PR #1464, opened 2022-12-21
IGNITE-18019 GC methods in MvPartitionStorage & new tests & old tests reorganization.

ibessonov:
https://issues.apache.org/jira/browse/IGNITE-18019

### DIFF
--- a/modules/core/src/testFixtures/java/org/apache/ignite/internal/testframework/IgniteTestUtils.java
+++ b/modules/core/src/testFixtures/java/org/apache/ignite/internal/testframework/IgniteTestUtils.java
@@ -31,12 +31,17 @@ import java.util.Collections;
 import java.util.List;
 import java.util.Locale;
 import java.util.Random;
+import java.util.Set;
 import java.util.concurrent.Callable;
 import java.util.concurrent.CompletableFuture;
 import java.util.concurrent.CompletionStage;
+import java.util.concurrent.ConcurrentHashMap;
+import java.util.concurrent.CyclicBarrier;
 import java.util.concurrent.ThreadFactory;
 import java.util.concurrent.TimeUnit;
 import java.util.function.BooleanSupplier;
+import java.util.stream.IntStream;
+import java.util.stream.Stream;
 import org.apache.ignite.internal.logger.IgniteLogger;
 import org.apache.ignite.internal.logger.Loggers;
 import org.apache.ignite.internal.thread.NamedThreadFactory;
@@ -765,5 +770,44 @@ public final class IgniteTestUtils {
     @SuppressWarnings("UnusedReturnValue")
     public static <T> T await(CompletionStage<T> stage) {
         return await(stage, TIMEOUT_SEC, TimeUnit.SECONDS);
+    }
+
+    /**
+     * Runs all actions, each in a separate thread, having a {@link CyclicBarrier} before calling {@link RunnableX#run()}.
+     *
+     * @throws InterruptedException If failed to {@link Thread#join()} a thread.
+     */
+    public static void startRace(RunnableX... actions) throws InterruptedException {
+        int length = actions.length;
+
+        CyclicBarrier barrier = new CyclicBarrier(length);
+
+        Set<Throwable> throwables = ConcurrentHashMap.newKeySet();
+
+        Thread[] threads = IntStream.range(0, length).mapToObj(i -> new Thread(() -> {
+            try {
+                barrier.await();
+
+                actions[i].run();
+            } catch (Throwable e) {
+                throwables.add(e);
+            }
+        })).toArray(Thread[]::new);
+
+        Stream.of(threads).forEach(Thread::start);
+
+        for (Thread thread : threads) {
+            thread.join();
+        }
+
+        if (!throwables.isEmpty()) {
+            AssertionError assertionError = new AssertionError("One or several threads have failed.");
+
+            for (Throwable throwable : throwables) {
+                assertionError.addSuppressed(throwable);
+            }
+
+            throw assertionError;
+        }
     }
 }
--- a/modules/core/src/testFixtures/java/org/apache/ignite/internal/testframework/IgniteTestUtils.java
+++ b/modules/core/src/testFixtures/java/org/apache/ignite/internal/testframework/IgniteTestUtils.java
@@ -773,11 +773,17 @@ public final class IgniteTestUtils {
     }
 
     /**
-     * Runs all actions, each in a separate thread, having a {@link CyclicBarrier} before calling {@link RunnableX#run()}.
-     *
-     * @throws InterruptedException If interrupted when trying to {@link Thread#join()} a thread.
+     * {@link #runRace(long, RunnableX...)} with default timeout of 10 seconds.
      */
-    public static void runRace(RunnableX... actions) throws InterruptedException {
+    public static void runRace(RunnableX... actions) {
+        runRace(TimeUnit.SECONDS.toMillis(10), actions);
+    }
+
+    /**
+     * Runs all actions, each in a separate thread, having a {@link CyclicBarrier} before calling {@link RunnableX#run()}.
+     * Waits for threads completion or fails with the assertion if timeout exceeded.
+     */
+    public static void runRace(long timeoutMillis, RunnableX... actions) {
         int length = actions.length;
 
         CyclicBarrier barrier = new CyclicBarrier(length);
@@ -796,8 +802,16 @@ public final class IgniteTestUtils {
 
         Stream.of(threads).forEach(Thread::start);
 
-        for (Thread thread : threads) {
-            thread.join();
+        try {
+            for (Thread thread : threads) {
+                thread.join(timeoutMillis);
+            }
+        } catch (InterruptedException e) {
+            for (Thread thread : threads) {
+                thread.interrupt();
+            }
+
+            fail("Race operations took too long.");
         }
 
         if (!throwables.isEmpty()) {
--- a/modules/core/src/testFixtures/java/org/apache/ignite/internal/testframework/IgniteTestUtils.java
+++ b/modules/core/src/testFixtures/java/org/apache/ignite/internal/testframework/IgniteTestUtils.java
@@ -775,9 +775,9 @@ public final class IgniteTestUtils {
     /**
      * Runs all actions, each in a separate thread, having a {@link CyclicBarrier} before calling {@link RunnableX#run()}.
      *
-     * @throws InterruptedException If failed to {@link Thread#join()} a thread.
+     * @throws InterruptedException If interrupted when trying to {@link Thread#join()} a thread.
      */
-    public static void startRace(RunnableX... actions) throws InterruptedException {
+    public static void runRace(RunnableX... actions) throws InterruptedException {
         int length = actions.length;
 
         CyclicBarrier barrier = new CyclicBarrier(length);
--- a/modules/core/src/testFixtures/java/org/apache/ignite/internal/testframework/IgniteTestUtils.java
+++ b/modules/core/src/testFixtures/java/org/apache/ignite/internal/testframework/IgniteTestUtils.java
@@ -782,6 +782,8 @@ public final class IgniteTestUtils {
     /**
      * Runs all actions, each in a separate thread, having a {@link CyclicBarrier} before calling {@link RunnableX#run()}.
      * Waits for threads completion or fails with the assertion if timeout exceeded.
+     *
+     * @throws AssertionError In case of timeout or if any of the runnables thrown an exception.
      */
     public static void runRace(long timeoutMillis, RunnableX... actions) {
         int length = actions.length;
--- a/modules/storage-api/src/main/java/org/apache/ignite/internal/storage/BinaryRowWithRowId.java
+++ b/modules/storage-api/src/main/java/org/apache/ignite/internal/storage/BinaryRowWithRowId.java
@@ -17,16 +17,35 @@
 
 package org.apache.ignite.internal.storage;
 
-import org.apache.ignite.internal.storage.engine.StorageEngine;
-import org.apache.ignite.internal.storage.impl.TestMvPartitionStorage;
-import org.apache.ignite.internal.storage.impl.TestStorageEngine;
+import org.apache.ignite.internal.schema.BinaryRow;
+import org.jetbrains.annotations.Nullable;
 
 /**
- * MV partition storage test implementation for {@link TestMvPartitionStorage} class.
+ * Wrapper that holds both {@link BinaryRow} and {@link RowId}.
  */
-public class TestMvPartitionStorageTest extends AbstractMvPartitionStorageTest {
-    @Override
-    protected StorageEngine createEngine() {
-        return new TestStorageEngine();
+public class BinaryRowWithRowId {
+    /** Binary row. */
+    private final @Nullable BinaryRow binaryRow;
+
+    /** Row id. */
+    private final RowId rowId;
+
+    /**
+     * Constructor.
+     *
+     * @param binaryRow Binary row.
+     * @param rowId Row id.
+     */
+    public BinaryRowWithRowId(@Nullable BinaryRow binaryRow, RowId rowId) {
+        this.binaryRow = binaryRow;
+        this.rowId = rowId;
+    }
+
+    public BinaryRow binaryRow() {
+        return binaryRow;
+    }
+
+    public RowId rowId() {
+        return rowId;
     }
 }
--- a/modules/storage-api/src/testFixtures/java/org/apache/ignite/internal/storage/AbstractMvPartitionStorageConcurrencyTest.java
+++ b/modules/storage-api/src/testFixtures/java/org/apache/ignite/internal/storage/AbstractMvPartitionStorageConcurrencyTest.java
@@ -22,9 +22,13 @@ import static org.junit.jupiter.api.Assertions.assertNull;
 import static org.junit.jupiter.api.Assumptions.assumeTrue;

[Try it] Lines in the material above that include the string "jupiter" should be listed.

[Solution to this task]
@@ -22,9 +22,13 @@ import static org.junit.jupiter.api.Assertions.assertNull;
 import static org.junit.jupiter.api.Assumptions.assumeTrue;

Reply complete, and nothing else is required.